At the beginning of the year, we blogged about the video-gaming industry and outlined some of the reasons why it might face more scrutiny from antitrust regulators in the future. The obvious trigger for our post was Microsoft’s announcement to acquire Activision Blizzard in a mega $69 billion deal. Although the antitrust proceedings worldwide seem to be far from over, it is worth to share some key observations which can already be drawn from public announcements and press reports thus far, and which might have an impact on the broader antitrust landscape.
When Microsoft announced its intention to acquire Activision Blizzard in January this year, many observers quickly pointed out the antirust hurdles the deal would face in key jurisdictions. Whilst the deal size and the merging parties being tech companies alone put the deal in the antitrust spotlight, it was already speculated back then that the key concern could be that Microsoft might make Activision’s games (in particular bestseller Call of Duty) exclusive to its Xbox platform – especially to the detriment of key competitor Sony with its PlayStation console.
Where things stand
These concerns were not shared by every regulator dealing with the case. Not only Saudi Arabia and Serbia, normally not known for being at the forefront in terms of timing, but also the Brazilian regulator had no concerns and unconditionally gave its green light back in October.
In its report, the Brazilian regulator mainly emphasized that Activision’s games are not essential for competitors in the Brazilian markets for game consoles and digital distribution as they are not as popular as in other jurisdictions. So, Brazilian customers would still buy consoles from Microsoft’s competitors even without Activision’s gaming portfolio.
On the other hand, the British CMA and the European Commission initiated in-depth phase 2 reviews and expressed their preliminary concerns and only yesterday, the US FTC announced that it will sue to block the deal:
- Different from Brazil, the three regulators stressed potential foreclosure effects with regard to key games being potentially not available on competing consoles post-merger. The FTC most prominently emphasized that Microsoft has shown in the past that it “can and will withhold content from its gaming rivals”, pointing to previous acquisitions where Microsoft had decided to make certain titles exclusive despite assurances it had given before.
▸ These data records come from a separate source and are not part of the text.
PR #9600, opened 2024-08-22
Allow skins to override translations

DoobleD:
I'm not familiar with the codebase, but I haven't found a way for skins to override an existing translation, rather than just adding a new one. This PR allows overrides as well.


alecpl:
Sounds like a duplicate of #9076.

pabzm:
Closing this in favour of the earlier created PR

- The EC also pointed out, to the surprise of many, that the acquisition could have a negative effect on the market for PC operating systems. The EC argued that by combining Activision’s games and Microsoft’s distribution of games via cloud game streaming to Windows, customers could be discouraged to buy non-Windows PCs.
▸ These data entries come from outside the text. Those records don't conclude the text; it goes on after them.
PR #9603, opened 2024-08-24
Use server date year as copyright end year

stefan-muc:
To not have to update it every year or getting it wrong as in 1.6.8 simply use the year of the server date as copyright end year

### DIFF
--- a/installer/index.php
+++ b/installer/index.php
@@ -164,7 +164,7 @@ include $include_steps[$RCI->step];
 </div>
 
 <div id="footer">
-  Installer by the Roundcube Dev Team. Copyright &copy; 2008-2021 – Published under the GNU Public License;&nbsp;
+  Installer Copyright &copy; by the Roundcube Dev Team – Published under the GNU Public License;&nbsp;
   Icons by <a href="http://famfamfam.com">famfamfam</a>
 </div>
 </body>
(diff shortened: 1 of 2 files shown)


alecpl:
I think we should just remove the year(s), as we did in source file headers some time ago. Copyright years do not provide much value. And the info can be derived from git history.

pabzm:
@stefan-muc Thank you for your contribution! As you see it invoked a thought to solve the topic differently. Would you be willing to remove the years instead of changing them? Then we could merge this!

stefan-muc:
Sure I'm willing! I just thought that simply removing it can be done by the team itself - but here you are with a changed pull request.

pabzm:
Of course we could have done it ourselves, but I didn't want to steal the opportunity of a contribution from you. :)

Thank you!

installer/index.php
```diff
@@ -164,7 +164,7 @@
 </div>
 
 <div id="footer">
-  Installer by the Roundcube Dev Team. Copyright &copy; 2008-2021 – Published under the GNU Public License;&nbsp;
+  Installer &copy; by The Roundcube Dev Team – Published under the GNU Public License;&nbsp;
```
pabzm, line 167: Could you please re-add the word "Copyright" (since is used in the other places as well in combination with the symbol).

pabzm (changes requested):

installer/index.php
stefan-muc: Sorry, somehow I missed this. Re-added now!

pabzm (approved):
Thank you! 👍

pabzm:
@alecpl I'll merge this on Monday unless you object. (The CI errors are unrelated, don't happen locally neither.)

- On a different note, the CMA argued that the merger could have a negative impact on the market for cloud gaming services which has seen several new market entrants. The CMA feared that the merger could put Microsoft in a uniquely strong position to offer cloud gaming services together with one of the industry’s strongest gaming catalogues, which in turn could result in the market tipping in favour of Microsoft – and deny consumers the benefits of competition between new and emerging providers.
Not giving up
From the outset, it seems like Microsoft is following a twofold strategy:
For one and unsurprisingly, Microsoft is working on a remedy package to address the concerns raised by regulators. Confirmed by Microsoft president Brad Smith (see e.g. here), Microsoft offered Sony a 10-year contract to make each new release of Call of Duty available on the PlayStation at the same time as on its Xbox. Reading Sony’s submission to the CMA and statements of Microsoft, it seems as if Sony is not satisfied. This is different from Nintendo, which has agreed to a 10-year commitment from Microsoft to bring, for the very first time, Call of Duty to Nintendo’s consoles, conditional on closing the deal. Even though Sony is sceptical, the offers could nonetheless have an impact on the regulatory proceedings.
On top of that, Microsoft seems to have heavily invested in its public affairs strategy. It has, inter alia, created a dedicated website emphasizing the benefits of the transaction for players, creators, and the gaming industry as a whole (a popular approach in controversial tech cases lately). Opinions, press reports and statements of Microsoft officials supporting the transaction can be found there.
The case obviously has its very own peculiarities, and all stakeholders seem to be heavily involved in the regulatory proceedings. How the different proceedings will ultimately turn out seems more open than ever. In any event, the case already seems to be a good fit for our series “A history of challenging big tech”.
On a more general note, the transaction shows that vertical mergers have become more of a focus point for regulators worldwide, also considering how market players could leverage their overall ecosystem. In addition, especially the CMA and FTC statements indicate that these regulators look more closely at the indirect effects and the danger of tipping in digital markets.